Archie, from the pictures I don't see any difference in power. Both leds are equal and both sense resistors are equal, too. Can't see the which chip was used since is sanded off, but probably some sort of marked LEDA ones which are most common nowadays.


----------



## -Archie- (Aug 25, 2013)

ledoman said:


> Both leds are equal


One is 10 watt XM-L2 and other 5 watt XP-G.


----------



## MK96 (Nov 5, 2012)

And they can recycle the material they take off the body.



ledoman said:


> That way they don't have to care about the surface when they mill the hole. Don't know what tool they use, but I suspect it would leave uneven surface. You have no problem if you get rid of that part. Right?


I mean the electronic stuff is a bit overengineered - UI, switch, ... The body design is underengineered, you're right -Archie-.


----------



## ledoman (Apr 17, 2012)

-Archie- said:


> One is 10 watt XM-L2 and other 5 watt XP-G.


Only in description ;-) in reality they are both XM-L2.


----------



## -Archie- (Aug 25, 2013)

Oops, I've overlooked that!


----------



## ledoman (Apr 17, 2012)

It happens. As you could see on the pictures both sense resistors are R100 thus more than 2A to each led. XP-G would not like it.

What I don't see is the IC where the modes are processed. Well, the picture of the switch back side part is missing.


----------



## -Archie- (Aug 25, 2013)

Yes, you're right. Looking briefly, I haven't noticed that different sides of driver PCB are pictured.


----------



## andychrist (Aug 25, 2011)

-Archie- said:


> Overengineered? I'd say, underengineered...


No no no no, _reverse_ engineered!  

Asymetric side-by-side design kinda disturbing, would have been much better had the whole thing been oriented vertically.

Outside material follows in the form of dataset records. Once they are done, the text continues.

PR #3592, opened 2025-07-28
feat: adapt `__array__` according to numpy guidelines

### LINKED ISSUE #3583: `__array__` needs to be updated to accept `copy` kwarg
### Version of Awkward Array

main

`__array__` needs to be updated to conform with NumPy 2.0 requirements. 

Doing the following,
```python
import awkward as ak
import numpy as np

a = ak.Array([1,2,3])
b = np.array(a)
```
you get the following warning
```
DeprecationWarning: __array__ implementation doesn't accept a copy keyword, so passing copy=False failed. __array__ must implement 'dtype' and 'copy' keyword arguments. To learn more, see the migration guide https://numpy.org/devdocs/numpy_2_0_migration_guide.html#adapting-to-changes-in-the-copy-keyword
```

ikrommyd:
Closes https://github.com/scikit-hep/awkward/issues/3583

Implements `__array__` according to the guidelines specified by https://numpy.org/devdocs/numpy_2_0_migration_guide.html#adapting-to-changes-in-the-copy-keyword and https://numpy.org/devdocs/user/basics.interoperability.html#the-array-method

### DIFF
--- a/src/awkward/_connect/numpy.py
+++ b/src/awkward/_connect/numpy.py
@@ -509,20 +509,14 @@ def action_for_matmul(inputs):
 
 def convert_to_array(layout, dtype=None, copy=None):
     out = ak.operations.to_numpy(layout, allow_missing=False)
-    needs_copy_for_dtype = dtype is not None and out.dtype != dtype
-    if copy is False:
-        if needs_copy_for_dtype:
+    if copy:
+        return numpy.array(out, dtype=dtype, copy=True)
+    elif copy is None:
+        return numpy.asarray(out, dtype=dtype)
+    else:
+        if getattr(out, "dtype", dtype) != dtype:
             raise ValueError(
                 "Unable to avoid copy while creating an array as requested"
             )
-        return out
-    elif copy is True:
-        if needs_copy_for_dtype:
-            return out.astype(dtype)
         else:
-            return out.copy()
-    else:
-        if needs_copy_for_dtype:
-            return out.astype(dtype)
-        else:
-            return out
+            return numpy.asarray(out, dtype=dtype)
--- a/src/awkward/_connect/numpy.py
+++ b/src/awkward/_connect/numpy.py
@@ -514,7 +514,7 @@ def convert_to_array(layout, dtype=None, copy=None):
     elif copy is None:
         return numpy.asarray(out, dtype=dtype)
     else:
-        if getattr(out, "dtype", dtype) != dtype:
+        if dtype is not None and getattr(out, "dtype", dtype) != dtype:
             raise ValueError(
                 "Unable to avoid copy while creating an array as requested"
             )
--- a/src/awkward/_connect/numpy.py
+++ b/src/awkward/_connect/numpy.py
@@ -507,9 +507,6 @@ def action_for_matmul(inputs):
     raise NotImplementedError
 
 
-def convert_to_array(layout, dtype=None):
+def convert_to_array(layout, dtype=None, copy=None):
     out = ak.operations.to_numpy(layout, allow_missing=False)
-    if dtype is None:
-        return out
-    else:
-        return numpy.array(out, dtype=dtype)
+    return numpy.asarray(out, dtype=dtype, copy=copy)
--- a/src/awkward/_connect/numpy.py
+++ b/src/awkward/_connect/numpy.py
@@ -513,7 +513,7 @@ def convert_to_array(layout, dtype=None, copy=None):
     if copy is False:
         if needs_copy_for_dtype:
             raise ValueError(
-                "ValueError: Unable to avoid copy while creating an array as requested"
+                "Unable to avoid copy while creating an array as requested"
             )
         return out
     elif copy is True:
--- a/src/awkward/_connect/numpy.py
+++ b/src/awkward/_connect/numpy.py
@@ -509,4 +509,20 @@ def action_for_matmul(inputs):
 
 def convert_to_array(layout, dtype=None, copy=None):
     out = ak.operations.to_numpy(layout, allow_missing=False)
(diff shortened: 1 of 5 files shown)


src/awkward/_connect/numpy.py
```diff
@@ -507,9 +507,22 @@ def action_for_matmul(inputs):
     raise NotImplementedError
 
 
-def convert_to_array(layout, dtype=None):
+def convert_to_array(layout, dtype=None, copy=None):
     out = ak.operations.to_numpy(layout, allow_missing=False)
```
ikrommyd, line 511: Waiting to find out from the numpy team whether `__array__` should return masked arrays if that's an option. That would mean that `allow_missing=True` is the correct thing here.

ikrommyd: It looks like the interface for masked arrays is still a bit ill-defined in numpy so it's best to keep this `False`.

ianna (changes requested):
@ikrommyd - thanks for the PR—appreciate the enthusiasm! Just a heads-up: I’ve marked it with requested changes so we don’t accidentally merge it before discussing. Going forward, let’s focus on the assigned issues first and loop in a quick chat before tackling anything extra. That way we’re all aligned and can make sure your efforts land exactly where they’re needed.

pfackeldey:
Thanks @ikrommyd,

this looks good to me!
`__array__` will be triggered if anything tries to convert the awkward array to a numpy array implicitly. At that point you can't always use `ak.to_numpy` (because that may happen in 3rd party libraries, e.g. matplotlib maybe?), thus we have to make sure that `__array__` works correctly.

ianna:
> Thanks @ikrommyd,
> 
> this looks good to me! `__array__` will be triggered if anything tries to convert the awkward array to a numpy array implicitly. At that point you can't always use `ak.to_numpy` (because that may happen in 3rd party libraries, e.g. matplotlib maybe?), thus we have to make sure that `__array__` works correctly.

@pfackeldey - thanks for checking this. Let’s discuss it at our next meeting. Implicit copy is something we want to watch out for or actively prevent.

ikrommyd:
I would like to also add that before this PR, we were copying more than we needed because of this:
```py
    if dtype is None:
        return out
    else:
        return numpy.array(out, dtype=dtype)
```
That meant that `np.asarray(some awkward array with int64 dtype already, dtype=np.int64)`would be copied because `numpy.array` always copies and that's very unnecessary. This statement "either performs a zero-copy conversion or raises an error."  in the `__array__` docstring was also wrong because it would actually copy more than it should even. Numpy clearly recommends to error only if `copy=False` and a copy is required. `copy=None` should only copy if required and never error and `copy=True` should always copy. This is the expected `__array__` behavior from numpy.

ikrommyd:
Needs tests

ikrommyd:
Hi @ianna, I have added tests for both numpy2 and numpy1 because of slight differences regarding where the `copy` kwarg is available and its possible values.

src/awkward/_connect/numpy.py
```diff
@@ -507,9 +507,16 @@ def action_for_matmul(inputs):
...
-    if dtype is None:
-        return out
+    if copy:
+        return numpy.array(out, dtype=dtype, copy=True)
+    elif copy is None:
+        return numpy.asarray(out, dtype=dtype)
     else:
-        return numpy.array(out, dtype=dtype)
+        if dtype is not None and getattr(out, "dtype", dtype) != dtype:
+            raise ValueError(
```
pfackeldey, line 518: what's the reason to error here? Shouldn't it copy to change the dtype if another dtype is requested? In principle this may catch cases where we accidentally pass the wrong dtype, but in some cases that may even be intended and then erroring would be wrong.
I'm not sure what the policy should be...

If some 3rd party library wants to promote to `f64` and the `ak.Array` is `f32` this would error as far as I understand, but there may be a good reason to do that and to copy then - so, I'm not sure about this error here.

ikrommyd: That's if `copy` is `None` (right above). If `copy` is `False`, numpy wants you to error if you need to copy.

ikrommyd:
```
In [3]: x = np.arange(10, dtype=np.int32)

In [4]: np.asarray(x, dtype=np.int64)
Out[4]: array([0, 1, 2, 3, 4, 5, 6, 7, 8, 9])

In [5]: np.asarray(x, dtype=np.int64, copy=False)
Cell In[5], line 1
----> 1 np.asarray(x, dtype=np.int64, copy=False)

ValueError: Unable to avoid copy while creating an array as requested.
If using `np.array(obj, copy=False)` replace it with `np.asarray(obj)` to allow a copy when needed (no behavior change in NumPy 1.x).
For more details, see https://numpy.org/devdocs/numpy_2_0_migration_guide.html#adapting-to-changes-in-the-copy-keyword.
```

pfackeldey: Ah, good point! Yes, this is then a logical error otherwise, I agree :+1:

pfackeldey (approved):
Looks good to me! Thanks @ikrommyd

ikrommyd:
Anyone know what to do about the docs failure? It looks like it's timing out when reading the chicago taxi parquet dataset.

ianna (approved):
@ikrommyd - thanks for addressing the comments! Looks good to me.

ikrommyd:
Seems like the docs building ci finally didn't crash the last time. Are we good to merge this? 😃

ianna:
> Seems like the docs building ci finally didn't crash the last time. Are we good to merge this? 😃

Please hold on. We’ll do it later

But the beam pattern and color look pretty good in the pics. GJHS, how would you characterize the tint, CW or closer to NW? Think I'm seeing greenish/yellowish halos, possibly because of the reflectors? TI*R* optics don't seem to have as noticeable an effect.


----------



## ledoman (Apr 17, 2012)

TIR optics you mean?! Halos/rings are definitively because of reflectors combined with XM-L(2). It can be seen in many lights since most reflectors are not designed for that particular leds. Front panels and o-rings are adding to it. See my review of HD-016.
Camera is also adding to it. It emphaze a little those rings which are less noticeable to the adaptive human eyes.


----------



## andychrist (Aug 25, 2011)

ledoman said:


> TIR optics you mean?!...


Yes, thanks for catching that ledoman!, for some reason my stupid iPad always autocorrects TIR to TIG, dunno where it got that from.:skep:

Also noticed how the GITD O-rings in my KD 880 clone contibute to the weird green halo, especially when the spot is aimed close. Seems though that certain Crees are more prone to the blue/yellow separation thingy; wonder whether NW emitters might be the most susceptible, at least when combined with reflectors. The relatively CW XM-L2 inside my MJ-816's large OP Reflector spot gives off a distict bluish halo, but it is strictly monochromatic.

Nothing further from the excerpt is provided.